Spelks. Have I ever told you how much I love this group? It is my favourite poetry group in the world ever: a closed group of six friends who meet every month to write and share poetry. We meet in each other’s houses and it always involves food and drink. This week we met at Rod’s house and took along the poems from the photographic exhibition. Oh my, there were some good poems. I loved Rod’s poems inspired by the Orange marchers in Glasgow; and Hilary had written some good stuff in her new concise style, repetition and tight forms. But they were all fantastic. Unfortunately Polly, who set the task, couldn’t be there this month, she was at a wedding in Edinburgh, but she had sent her poems electronically, so she was definitely there in spirit. We had a lovely afternoon, as we always do. I took my corona and received some good feedback. The first two sonnets, the ones I’d worked on most, were considered the best. The third and fourth, mostly in the daughter’s voice, were less successful, which is what I had been thinking as well. I really need to rethink the daughter in this set of poems. But they liked the form of the corona and the way I had a surreptitious rhyme scheme going on. So, I’ll write it into my timetable and work on it some more. It’s like a puzzle that needs solving: it will get done; I’ll have a full draft of seven sonnets to send to Jean Sprackland by the end of April.

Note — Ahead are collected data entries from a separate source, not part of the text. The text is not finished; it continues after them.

PR #2331, opened 2021-03-12
Add colour picker for Letter Cluster Icons

### LINKED ISSUE #2379: Option To Select Cluster Icon Color
Option to select the cluster icon color

**Why is this needed**:
Just a nice to have. Not really need, but just would help to identify which cluster is which.

Nokel81:
This is my proposal for augmenting #2153.

1. Add changing background colour
2. Remove default of blue background (the white boarder represents active well enough)

### DIFF
--- a/package.json
+++ b/package.json
@@ -200,6 +200,7 @@
     "electron-window-state": "^5.0.3",
     "filenamify": "^4.1.0",
     "fs-extra": "^9.0.1",
+    "grapheme-splitter": "^1.0.4",
     "handlebars": "^4.7.6",
     "http-proxy": "^1.18.1",
     "js-yaml": "^3.14.0",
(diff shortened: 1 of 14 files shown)


jakolehm:
@Nokel81 could you describe what things are changed and maybe include a screenshot (or video).

Nokel81:
This PR adds the ability to set the icon colour (for when the letters are used). It also changes a bit of the styling around the letters so that it works with all colours.

Nokel81:
https://user-images.githubusercontent.com/8225332/111158857-e6cca480-856e-11eb-99eb-2f953a18a9ba.mov

Nokel81:
I have fixed the sluggishness in the video. And changed how the label is.

Screen Shot 2021-03-15 at 9 55 01 AM

Nokel81:
In the future we could clean up the file picker it self so that the icon could be clicked, but I think that is out of scope.

Nokel81:
Closing because we don't have cluster icons any more and this should be split

PR #2334, opened 2021-03-15
Start hidden on autostart

jakolehm:
Makes autostart lighter & less annoying. Also helps with `main` extension development because a developer can start Lens with `--hidden`.

### DIFF
--- a/src/main/index.ts
+++ b/src/main/index.ts
@@ -5,7 +5,7 @@ import "../common/prometheus-providers";
 import * as Mobx from "mobx";
 import * as LensExtensions from "../extensions/core-api";
 import { app, autoUpdater, ipcMain, dialog, powerMonitor } from "electron";
-import { appName } from "../common/vars";
+import { appName, isMac } from "../common/vars";
 import path from "path";
 import { LensProxy } from "./lens-proxy";
 import { WindowManager } from "./window-manager";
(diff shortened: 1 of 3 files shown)


jakolehm:
@Nokel81 could this be included in 4.2.0?

aleksfront (approved):

src/main/index.ts
```diff
@@ -151,9 +151,17 @@ app.on("ready", async () => {
   extensionLoader.init();
   extensionDiscovery.init();
 
+  // Start the app without showing the main window when auto starting on login
+  // (On Windows and Linux, we get a flag. On MacOS, we get special API.)
+  const startHidden = process.argv.includes("--hidden") || (isMac && app.getLoginItemSettings().wasOpenedAsHidden);
```
ixrock, line 156: Is it electron's flag or specified by Lens? (if by lens => should we collect all available cli flags in some common place, e.g. `vars.ts`?)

Saturday was very productive. The sonnet section of the critical piece is almost done and I’m pleased with it so far. I also put my ‘leopard’ poem from Stanza onto my MacBook; and I wrote a poem for NaPoWriMo, the ‘write a poem a day for National Poetry Month’; it was from a prompt from Carrie Etter involving something you collect. I wrote about my collection of teddy bears, which was vastly depleted when I donated most of them to a charity toy collection a couple of Christmases ago. I kept a few of my favourites though, including the pink and white soft toy dog my daughter had as a baby, which I ‘bought’ with two books of Greenshield Stamps. Remember them?

As this week seems to have been a lot about Amie, I’m including a poem I wrote when she was first diagnosed with the melanoma. It refers to her childhood nightmares and how a mother can sort some things quite easily, but some other things are just too big to deal with.

 

a zebra can’t hide

I saw it in your face today, the threat

in the shadows, your worst nightmare,

like the zebras, rabbits, alligators

that populated your childhood dreams,

came with drums into your dark, beat

toxic rhythms in your sleep. I used

to chase them out so you’d sleep again,

I could do that then. Braver than me now,

you googled nodular melanoma and faced

the M word: malignant is the grown-up

nightmare with the toxic drum. I can’t chase

this one away. I’ll not to lie to you, you said.

I’m scared. As if I couldn’t see it in your face.

As if a zebra can hide in a whitewashed room.